● **Task to carry out**:
Begin at the line below that has "Removes the 71" and stop after the line that has "- **Rust-only in". Please restate only those lines, word for word.

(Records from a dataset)

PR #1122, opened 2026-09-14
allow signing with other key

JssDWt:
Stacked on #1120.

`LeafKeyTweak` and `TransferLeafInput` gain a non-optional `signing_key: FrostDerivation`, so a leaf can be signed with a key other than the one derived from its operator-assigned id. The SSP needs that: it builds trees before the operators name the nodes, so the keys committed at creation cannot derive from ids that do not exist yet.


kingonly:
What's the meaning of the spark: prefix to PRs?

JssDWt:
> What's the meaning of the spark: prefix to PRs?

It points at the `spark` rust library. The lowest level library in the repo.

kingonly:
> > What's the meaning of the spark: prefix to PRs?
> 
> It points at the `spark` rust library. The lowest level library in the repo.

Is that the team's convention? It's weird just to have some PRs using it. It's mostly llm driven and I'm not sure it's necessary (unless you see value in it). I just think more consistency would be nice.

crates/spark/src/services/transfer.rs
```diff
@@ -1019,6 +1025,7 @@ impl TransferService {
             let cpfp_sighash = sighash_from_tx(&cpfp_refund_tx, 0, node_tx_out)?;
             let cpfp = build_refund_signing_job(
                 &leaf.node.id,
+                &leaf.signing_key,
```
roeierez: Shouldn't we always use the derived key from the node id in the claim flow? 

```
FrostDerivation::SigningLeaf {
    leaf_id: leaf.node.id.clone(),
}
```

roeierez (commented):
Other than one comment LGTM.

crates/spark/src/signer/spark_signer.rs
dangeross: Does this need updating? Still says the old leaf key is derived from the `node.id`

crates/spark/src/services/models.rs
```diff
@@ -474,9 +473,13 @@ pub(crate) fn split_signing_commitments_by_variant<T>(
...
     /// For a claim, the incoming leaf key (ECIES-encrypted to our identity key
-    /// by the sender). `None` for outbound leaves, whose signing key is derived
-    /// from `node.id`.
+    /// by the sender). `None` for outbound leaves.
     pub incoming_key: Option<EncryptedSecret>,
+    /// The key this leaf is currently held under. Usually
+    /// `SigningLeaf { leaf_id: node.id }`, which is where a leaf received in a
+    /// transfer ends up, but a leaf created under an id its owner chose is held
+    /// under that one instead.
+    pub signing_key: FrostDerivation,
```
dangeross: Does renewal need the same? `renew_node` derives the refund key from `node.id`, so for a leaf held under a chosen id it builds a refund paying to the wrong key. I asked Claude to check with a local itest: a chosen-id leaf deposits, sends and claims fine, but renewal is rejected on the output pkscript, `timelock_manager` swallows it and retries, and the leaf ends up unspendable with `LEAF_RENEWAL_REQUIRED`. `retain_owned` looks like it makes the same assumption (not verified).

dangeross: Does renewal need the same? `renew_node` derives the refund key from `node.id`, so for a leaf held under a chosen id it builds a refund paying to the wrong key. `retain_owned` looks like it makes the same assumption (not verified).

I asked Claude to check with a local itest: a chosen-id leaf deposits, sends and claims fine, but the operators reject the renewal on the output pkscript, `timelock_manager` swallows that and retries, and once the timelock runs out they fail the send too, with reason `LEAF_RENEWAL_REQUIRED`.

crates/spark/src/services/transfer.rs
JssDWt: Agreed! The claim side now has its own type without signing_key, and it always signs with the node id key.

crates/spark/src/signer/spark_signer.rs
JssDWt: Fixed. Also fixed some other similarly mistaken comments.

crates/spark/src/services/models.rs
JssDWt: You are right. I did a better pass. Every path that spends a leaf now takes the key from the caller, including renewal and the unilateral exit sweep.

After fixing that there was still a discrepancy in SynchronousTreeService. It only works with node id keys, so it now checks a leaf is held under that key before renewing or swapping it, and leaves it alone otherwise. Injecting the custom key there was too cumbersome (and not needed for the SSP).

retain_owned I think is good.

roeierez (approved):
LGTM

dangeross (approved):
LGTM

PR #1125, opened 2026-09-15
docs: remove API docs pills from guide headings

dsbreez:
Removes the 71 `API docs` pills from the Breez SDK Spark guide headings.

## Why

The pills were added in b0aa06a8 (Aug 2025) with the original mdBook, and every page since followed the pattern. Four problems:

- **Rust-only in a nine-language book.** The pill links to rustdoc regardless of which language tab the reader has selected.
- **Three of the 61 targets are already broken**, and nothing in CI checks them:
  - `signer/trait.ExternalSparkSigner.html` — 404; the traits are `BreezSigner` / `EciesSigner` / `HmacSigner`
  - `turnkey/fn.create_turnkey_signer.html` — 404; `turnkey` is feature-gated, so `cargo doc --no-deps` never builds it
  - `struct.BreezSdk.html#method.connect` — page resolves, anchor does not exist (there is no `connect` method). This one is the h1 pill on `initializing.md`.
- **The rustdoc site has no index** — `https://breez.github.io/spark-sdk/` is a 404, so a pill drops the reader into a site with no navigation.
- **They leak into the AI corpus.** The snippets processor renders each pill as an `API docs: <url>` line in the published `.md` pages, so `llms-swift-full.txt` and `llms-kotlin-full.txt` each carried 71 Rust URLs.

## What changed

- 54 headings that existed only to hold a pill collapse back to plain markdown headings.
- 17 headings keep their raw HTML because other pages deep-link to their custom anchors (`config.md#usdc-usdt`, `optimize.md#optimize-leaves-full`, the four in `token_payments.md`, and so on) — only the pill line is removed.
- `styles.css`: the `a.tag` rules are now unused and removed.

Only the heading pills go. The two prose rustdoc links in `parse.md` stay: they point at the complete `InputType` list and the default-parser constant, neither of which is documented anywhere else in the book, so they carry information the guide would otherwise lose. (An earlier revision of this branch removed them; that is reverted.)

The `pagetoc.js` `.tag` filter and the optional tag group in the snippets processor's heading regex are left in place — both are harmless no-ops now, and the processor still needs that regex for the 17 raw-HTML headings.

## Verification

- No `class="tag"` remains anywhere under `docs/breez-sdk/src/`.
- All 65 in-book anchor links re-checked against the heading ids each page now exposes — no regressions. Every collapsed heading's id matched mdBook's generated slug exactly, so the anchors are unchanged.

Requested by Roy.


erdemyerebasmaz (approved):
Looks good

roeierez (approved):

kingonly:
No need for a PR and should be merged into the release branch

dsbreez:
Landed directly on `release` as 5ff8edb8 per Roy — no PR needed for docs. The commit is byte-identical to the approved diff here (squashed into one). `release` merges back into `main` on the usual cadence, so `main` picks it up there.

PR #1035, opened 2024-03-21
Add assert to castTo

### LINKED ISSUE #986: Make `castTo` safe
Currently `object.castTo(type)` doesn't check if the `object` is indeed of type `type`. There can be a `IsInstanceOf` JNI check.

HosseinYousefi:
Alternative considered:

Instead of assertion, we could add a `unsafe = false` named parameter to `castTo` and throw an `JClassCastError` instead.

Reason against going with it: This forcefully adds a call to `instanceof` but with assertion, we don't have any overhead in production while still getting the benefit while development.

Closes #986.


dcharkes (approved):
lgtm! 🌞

...

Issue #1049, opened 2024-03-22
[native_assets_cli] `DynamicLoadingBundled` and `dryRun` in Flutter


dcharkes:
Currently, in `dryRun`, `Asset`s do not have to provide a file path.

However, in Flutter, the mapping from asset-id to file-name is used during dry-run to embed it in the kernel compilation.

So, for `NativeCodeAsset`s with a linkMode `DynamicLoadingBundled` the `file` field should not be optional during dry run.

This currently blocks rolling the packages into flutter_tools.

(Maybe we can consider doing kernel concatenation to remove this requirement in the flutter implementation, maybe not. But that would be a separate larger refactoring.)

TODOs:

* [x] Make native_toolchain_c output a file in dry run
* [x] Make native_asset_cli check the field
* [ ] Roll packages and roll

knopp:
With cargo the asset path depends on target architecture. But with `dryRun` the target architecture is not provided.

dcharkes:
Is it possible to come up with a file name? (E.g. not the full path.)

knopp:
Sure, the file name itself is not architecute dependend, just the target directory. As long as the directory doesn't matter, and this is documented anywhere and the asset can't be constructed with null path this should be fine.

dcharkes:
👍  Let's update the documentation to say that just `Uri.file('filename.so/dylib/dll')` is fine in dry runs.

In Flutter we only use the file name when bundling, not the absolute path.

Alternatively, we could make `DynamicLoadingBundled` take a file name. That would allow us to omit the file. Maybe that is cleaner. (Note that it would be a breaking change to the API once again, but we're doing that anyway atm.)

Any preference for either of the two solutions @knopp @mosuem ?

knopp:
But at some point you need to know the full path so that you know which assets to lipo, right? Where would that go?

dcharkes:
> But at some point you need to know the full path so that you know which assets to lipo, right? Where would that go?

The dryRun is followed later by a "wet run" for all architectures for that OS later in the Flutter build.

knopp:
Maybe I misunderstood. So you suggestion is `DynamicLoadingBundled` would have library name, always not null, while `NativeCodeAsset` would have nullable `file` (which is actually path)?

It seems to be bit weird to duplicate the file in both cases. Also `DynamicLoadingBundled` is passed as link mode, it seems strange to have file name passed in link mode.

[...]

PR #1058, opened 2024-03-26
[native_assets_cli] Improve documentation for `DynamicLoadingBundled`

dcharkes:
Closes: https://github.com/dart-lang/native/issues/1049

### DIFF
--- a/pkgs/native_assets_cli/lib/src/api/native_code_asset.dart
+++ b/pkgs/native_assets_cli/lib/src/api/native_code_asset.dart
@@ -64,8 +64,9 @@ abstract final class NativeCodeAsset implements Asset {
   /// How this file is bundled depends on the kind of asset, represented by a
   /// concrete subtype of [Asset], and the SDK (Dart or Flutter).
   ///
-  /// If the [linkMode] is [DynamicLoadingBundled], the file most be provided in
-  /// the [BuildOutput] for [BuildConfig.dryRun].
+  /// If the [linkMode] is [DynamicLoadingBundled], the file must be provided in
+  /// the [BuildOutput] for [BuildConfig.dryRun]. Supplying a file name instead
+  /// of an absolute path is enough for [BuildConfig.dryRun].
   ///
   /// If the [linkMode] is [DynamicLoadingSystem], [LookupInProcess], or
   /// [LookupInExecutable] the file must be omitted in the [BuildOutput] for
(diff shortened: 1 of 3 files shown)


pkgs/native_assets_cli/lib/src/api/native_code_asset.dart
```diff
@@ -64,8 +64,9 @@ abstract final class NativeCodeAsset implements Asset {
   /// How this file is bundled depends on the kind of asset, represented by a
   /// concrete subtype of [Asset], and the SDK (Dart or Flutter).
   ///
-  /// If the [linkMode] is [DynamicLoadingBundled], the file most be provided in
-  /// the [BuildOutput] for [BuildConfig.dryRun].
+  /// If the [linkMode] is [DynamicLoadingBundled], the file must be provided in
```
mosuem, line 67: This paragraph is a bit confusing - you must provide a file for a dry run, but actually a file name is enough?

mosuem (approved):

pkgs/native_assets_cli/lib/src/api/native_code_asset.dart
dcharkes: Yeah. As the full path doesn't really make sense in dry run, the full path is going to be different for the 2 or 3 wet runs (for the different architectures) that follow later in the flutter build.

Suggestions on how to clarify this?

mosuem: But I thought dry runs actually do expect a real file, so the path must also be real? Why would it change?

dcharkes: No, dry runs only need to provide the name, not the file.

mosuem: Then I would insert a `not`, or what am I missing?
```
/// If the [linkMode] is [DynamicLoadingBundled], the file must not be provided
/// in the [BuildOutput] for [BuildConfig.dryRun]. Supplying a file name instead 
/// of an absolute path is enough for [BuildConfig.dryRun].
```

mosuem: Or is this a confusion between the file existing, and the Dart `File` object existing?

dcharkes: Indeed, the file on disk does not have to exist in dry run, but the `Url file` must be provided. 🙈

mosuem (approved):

● **Reply**:
Removes the 71 `API docs` pills from the Breez SDK Spark guide headings.

## Why

The pills were added in b0aa06a8 (Aug 2025) with the original mdBook, and every page since followed the pattern. Four problems:

- **Rust-only in a nine-language book.** The pill links to rustdoc regardless of which language tab the reader has selected.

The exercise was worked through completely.